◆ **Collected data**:
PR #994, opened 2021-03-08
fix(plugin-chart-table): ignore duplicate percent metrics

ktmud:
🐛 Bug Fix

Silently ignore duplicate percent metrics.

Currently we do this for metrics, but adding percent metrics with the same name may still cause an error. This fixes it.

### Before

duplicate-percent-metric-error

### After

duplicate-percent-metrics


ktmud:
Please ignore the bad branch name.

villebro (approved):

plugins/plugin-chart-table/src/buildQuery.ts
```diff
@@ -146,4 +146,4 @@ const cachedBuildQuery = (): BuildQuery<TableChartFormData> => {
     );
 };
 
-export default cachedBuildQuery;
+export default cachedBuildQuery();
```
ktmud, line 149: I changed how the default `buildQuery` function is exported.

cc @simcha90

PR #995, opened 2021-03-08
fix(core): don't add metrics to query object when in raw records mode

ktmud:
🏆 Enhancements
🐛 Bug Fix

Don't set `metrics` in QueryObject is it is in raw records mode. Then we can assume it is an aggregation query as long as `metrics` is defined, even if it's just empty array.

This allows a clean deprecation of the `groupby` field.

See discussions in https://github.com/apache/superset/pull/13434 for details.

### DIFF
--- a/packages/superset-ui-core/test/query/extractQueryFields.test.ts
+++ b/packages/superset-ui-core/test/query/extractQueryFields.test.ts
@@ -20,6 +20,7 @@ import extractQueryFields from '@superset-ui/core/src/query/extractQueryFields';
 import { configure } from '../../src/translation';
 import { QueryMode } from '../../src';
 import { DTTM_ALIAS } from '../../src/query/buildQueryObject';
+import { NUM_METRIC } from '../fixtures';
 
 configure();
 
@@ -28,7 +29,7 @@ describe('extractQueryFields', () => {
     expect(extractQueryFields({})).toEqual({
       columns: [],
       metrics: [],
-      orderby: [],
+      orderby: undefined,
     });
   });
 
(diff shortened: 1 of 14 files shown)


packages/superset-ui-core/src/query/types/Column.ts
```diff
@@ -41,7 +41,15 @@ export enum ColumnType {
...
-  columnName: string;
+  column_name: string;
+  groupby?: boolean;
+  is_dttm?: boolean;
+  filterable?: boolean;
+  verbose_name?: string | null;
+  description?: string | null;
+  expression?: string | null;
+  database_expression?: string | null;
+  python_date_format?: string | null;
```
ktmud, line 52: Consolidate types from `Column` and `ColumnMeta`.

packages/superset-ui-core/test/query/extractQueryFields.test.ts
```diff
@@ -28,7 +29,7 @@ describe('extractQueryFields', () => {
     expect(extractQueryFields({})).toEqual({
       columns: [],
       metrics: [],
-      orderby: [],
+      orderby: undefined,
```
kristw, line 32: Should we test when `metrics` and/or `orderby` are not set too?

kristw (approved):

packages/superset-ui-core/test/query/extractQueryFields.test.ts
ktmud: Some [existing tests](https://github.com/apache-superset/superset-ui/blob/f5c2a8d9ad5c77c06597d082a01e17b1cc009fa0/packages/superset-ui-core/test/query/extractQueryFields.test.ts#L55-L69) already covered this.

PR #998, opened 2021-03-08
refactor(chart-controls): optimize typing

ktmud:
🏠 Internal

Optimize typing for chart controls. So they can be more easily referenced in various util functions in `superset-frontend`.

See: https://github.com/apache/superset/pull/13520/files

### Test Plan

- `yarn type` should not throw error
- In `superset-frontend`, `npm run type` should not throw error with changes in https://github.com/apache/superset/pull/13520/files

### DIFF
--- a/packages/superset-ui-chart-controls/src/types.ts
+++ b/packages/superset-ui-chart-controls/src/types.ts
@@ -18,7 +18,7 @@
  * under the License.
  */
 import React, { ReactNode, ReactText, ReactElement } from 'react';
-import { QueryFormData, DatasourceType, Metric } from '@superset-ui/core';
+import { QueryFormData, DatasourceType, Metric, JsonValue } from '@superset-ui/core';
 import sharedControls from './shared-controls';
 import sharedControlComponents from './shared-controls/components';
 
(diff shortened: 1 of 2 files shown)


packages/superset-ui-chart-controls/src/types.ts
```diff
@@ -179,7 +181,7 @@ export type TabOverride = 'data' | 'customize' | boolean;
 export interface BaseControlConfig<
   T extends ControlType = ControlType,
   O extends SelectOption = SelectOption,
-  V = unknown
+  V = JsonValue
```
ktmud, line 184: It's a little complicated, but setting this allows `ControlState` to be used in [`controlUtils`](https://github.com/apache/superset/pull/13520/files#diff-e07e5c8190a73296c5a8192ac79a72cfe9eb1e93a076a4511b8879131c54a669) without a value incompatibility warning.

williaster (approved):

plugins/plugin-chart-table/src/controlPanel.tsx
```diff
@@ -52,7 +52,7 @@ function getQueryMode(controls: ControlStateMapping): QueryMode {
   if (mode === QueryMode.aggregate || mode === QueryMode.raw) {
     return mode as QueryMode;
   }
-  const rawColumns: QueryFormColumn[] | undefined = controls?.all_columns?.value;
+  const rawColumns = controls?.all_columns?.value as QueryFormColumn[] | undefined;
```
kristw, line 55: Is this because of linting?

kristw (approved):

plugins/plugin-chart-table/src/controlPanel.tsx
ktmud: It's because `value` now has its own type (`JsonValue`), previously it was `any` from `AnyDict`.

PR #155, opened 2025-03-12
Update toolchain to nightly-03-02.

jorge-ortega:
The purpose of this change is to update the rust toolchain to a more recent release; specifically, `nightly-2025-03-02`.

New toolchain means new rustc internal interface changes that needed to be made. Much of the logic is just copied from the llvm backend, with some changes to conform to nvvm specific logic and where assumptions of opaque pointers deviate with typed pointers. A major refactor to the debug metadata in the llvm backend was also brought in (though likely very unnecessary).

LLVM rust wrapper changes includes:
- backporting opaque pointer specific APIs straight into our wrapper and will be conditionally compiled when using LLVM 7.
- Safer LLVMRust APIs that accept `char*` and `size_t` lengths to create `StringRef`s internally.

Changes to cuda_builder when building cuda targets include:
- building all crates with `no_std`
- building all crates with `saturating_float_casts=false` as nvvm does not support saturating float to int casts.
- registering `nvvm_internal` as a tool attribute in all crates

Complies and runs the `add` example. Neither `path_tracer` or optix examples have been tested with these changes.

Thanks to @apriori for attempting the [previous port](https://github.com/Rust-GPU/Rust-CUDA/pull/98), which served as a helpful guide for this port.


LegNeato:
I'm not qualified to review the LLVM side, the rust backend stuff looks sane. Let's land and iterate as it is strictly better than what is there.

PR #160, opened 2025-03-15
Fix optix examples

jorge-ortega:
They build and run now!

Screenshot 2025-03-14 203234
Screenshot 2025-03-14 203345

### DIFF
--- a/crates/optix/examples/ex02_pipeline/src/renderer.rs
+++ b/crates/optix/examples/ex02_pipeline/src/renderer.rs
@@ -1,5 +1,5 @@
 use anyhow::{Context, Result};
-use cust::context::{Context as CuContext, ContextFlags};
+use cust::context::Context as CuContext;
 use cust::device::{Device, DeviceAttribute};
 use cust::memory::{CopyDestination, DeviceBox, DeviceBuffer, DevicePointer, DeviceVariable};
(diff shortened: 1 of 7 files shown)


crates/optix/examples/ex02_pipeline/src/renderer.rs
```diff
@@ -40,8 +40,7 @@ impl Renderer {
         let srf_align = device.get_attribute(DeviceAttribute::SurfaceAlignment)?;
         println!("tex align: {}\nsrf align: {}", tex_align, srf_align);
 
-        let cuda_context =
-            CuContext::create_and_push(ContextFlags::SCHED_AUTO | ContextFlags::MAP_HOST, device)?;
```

◆ **Work request**: Would you copy out every line in the records that includes the string "shown"?

◆ **Output of the task**:
(diff shortened: 1 of 14 files shown)
(diff shortened: 1 of 2 files shown)
(diff shortened: 1 of 7 files shown)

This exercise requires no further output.